PR #235, opened 2016-04-08
Return FQCN for SF2.8+ and text type for >2.8

ethernal:
I was editing in the browser - can't do much from work as we are locked behind proxy that's where the errors come from. I did try to squash commits and I can see that it did that locally, but when I synced it with GitHub app I can still see 9 commits to merge. What am I doing wrong

### DIFF
--- a/Form/Type/BooleanType.php
+++ b/Form/Type/BooleanType.php
@@ -81,7 +81,9 @@ class BooleanType extends AbstractType
      */
     public function getParent()
     {
-        return 'choice';
+        return method_exists('Symfony\Component\Form\AbstractType', 'getBlockPrefix') ?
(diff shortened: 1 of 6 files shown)


ethernal:
@greg0ire sorry for the mess. I was unable to push the squashed commits into the branch, not sure what I was doing wrong. I've redone all of it fresh and now it's in a single commit.
Hope this fixes most deprecation messages now.

greg0ire:
Please run make cs, and commit amend your commit with the result.

greg0ire:
The build also fails because the `getParent()` methods are tested (for the sake of code coverage ?). @core23 @OskarStark @Soullivaneuh what do you think? Should @ethernal change the tests? Or simply remove them?

Soullivaneuh:
:+1: For tests changes.

PR #237, opened 2016-04-22
Return FQCN for SF2.8+ and text type for >2.8

Soullivaneuh:
Closes #235.

Returns fuly qualified class name for the parent in case Symfony 2.8+is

········

■ **AIM OF THE TASK**
Scan the entries above for the word "getParent" and collect each line holding it.

■ **EXPECTED ANSWER**
     public function getParent()
The build also fails because the `getParent()` methods are tested (for the sake of code coverage ?). @core23 @OskarStark @Soullivaneuh what do you think? Should @ethernal change the tests? Or simply remove them?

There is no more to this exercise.